# Pop



## Unkotare (Jul 13, 2019)

India, with a still rapidly growing population is getting nervous. BJP leader Singh has proposed stripping families with more than two children of voting rights. How's that for disenfranchisement?

Union minister's population control idea: Strip voting rights of couples with more than two children


Meanwhile, in the rest of the world the population is aging rapidly and with significant consequences.

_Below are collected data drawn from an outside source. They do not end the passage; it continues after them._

PR #381, opened 2020-01-29
Update README, add NOTICE file

Kami:

1. Fix formatting in README.md so it's consistent and it's not mixing rST and Markdown style headings
2. Add new "Copyright, License, and Contributors Agreement" section to README.md
3. Add new NOTICE.md file which contains a notice about included third party libraries. This is not mandatory when using ASF 2.0 license, but it's a common practice and used by most ASF projects (in ASF case NOTICE file usually also contains all the copyright notices from all the bundled libraries)
4. Update scalyr_agent/third_party/README.md and add a corresponding license name next to the library name for a quick reference

### DIFF
--- a/NOTICE.md
+++ b/NOTICE.md
@@ -1,0 +1,15 @@
+Scalyr Agent
+Copyright 2014-2020 Scalyr, Inc.
+
+This repository contains various third party libraries which have been included from other
+projects.
+
+Those libraries are included in the following directories and availble under their corresponding
+licenses:
+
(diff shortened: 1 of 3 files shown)


NOTICE.md
```diff
@@ -0,0 +1,15 @@
+Scalyr Agent
+Copyright 2014-2020 Scalyr, Inc.
+
+This repository contains various third party libraries which have been included from other
+projects.
+
+Those libraries are included in the following directories and availble under their corresponding
```
czerwingithub: s/availble/available

Kami: Fixed, thanks.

There are now more people over age 65 than under five—what that means

Time to prepare for a reality too many have ignored for too long.


----------



## BULLDOG (Jul 13, 2019)

Don't care. Just stay off my lawn!!


----------



## Unkotare (Jul 13, 2019)

BULLDOG said:


> Don't care. Just stay off my lawn!!



 There won’t be enough kids to trample your lawn soon.


----------



## BULLDOG (Jul 13, 2019)

Each person has 2 parents, 4 grand parents, 8 great grand parents, 16 great great grandparents etc.. At this rate the population will reach zero in a few more generations.


----------



## Ridgerunner (Jul 13, 2019)

Pop  goes the weasel...


----------



## HenryBHough (Jul 13, 2019)

Unkotare said:


> India, with a still rapidly growing population is getting nervous. BJP leader Singh has proposed stripping families with more than two children of voting rights. How's that for disenfranchisement?
> 
> Union minister's population control idea: Strip voting rights of couples with more than two children
> 
> ...



Most powerful plea I have ever heard or read in favour of outlawing abortion!

Thank You!!!


----------



## Third Party (Jul 13, 2019)

Unkotare said:


> India, with a still rapidly growing population is getting nervous. BJP leader Singh has proposed stripping families with more than two children of voting rights. How's that for disenfranchisement?
> 
> Union minister's population control idea: Strip voting rights of couples with more than two children
> 
> ...


Maybe the earth will have a chance to recover with humans hurting her.


----------



## Dekster (Jul 13, 2019)

Unkotare said:


> India, with a still rapidly growing population is getting nervous. BJP leader Singh has proposed stripping families with more than two children of voting rights. How's that for disenfranchisement?
> 
> Union minister's population control idea: Strip voting rights of couples with more than two children
> 
> ...



Yawn, more AT&T Customer Service Representatives......


----------



## Unkotare (Jul 13, 2019)

Dekster said:


> Unkotare said:
> 
> 
> > India, with a still rapidly growing population is getting nervous. BJP leader Singh has proposed stripping families with more than two children of voting rights. How's that for disenfranchisement?
> ...





???


----------



## Wry Catcher (Jul 13, 2019)

Unkotare said:


> India, with a still rapidly growing population is getting nervous. BJP leader Singh has proposed stripping families with more than two children of voting rights. How's that for disenfranchisement?
> 
> Union minister's population control idea: Strip voting rights of couples with more than two children
> 
> ...



What to do?  Solyent Green?


----------



## Unkotare (Jul 13, 2019)

Wry Catcher said:


> Unkotare said:
> 
> 
> > India, with a still rapidly growing population is getting nervous. BJP leader Singh has proposed stripping families with more than two children of voting rights. How's that for disenfranchisement?
> ...





How would that help with a declining population?


----------



## beagle9 (Jul 13, 2019)

Unkotare said:


> India, with a still rapidly growing population is getting nervous. BJP leader Singh has proposed stripping families with more than two children of voting rights. How's that for disenfranchisement?
> 
> Union minister's population control idea: Strip voting rights of couples with more than two children
> 
> ...


And what does the act of stripping families with more than two children of their voting rights supposed to accomplish ?  Is it supposed to work as some sort of incentive to slow down the birthrate in an over populated society with no end in sight ?  Gotta start somewhere right ?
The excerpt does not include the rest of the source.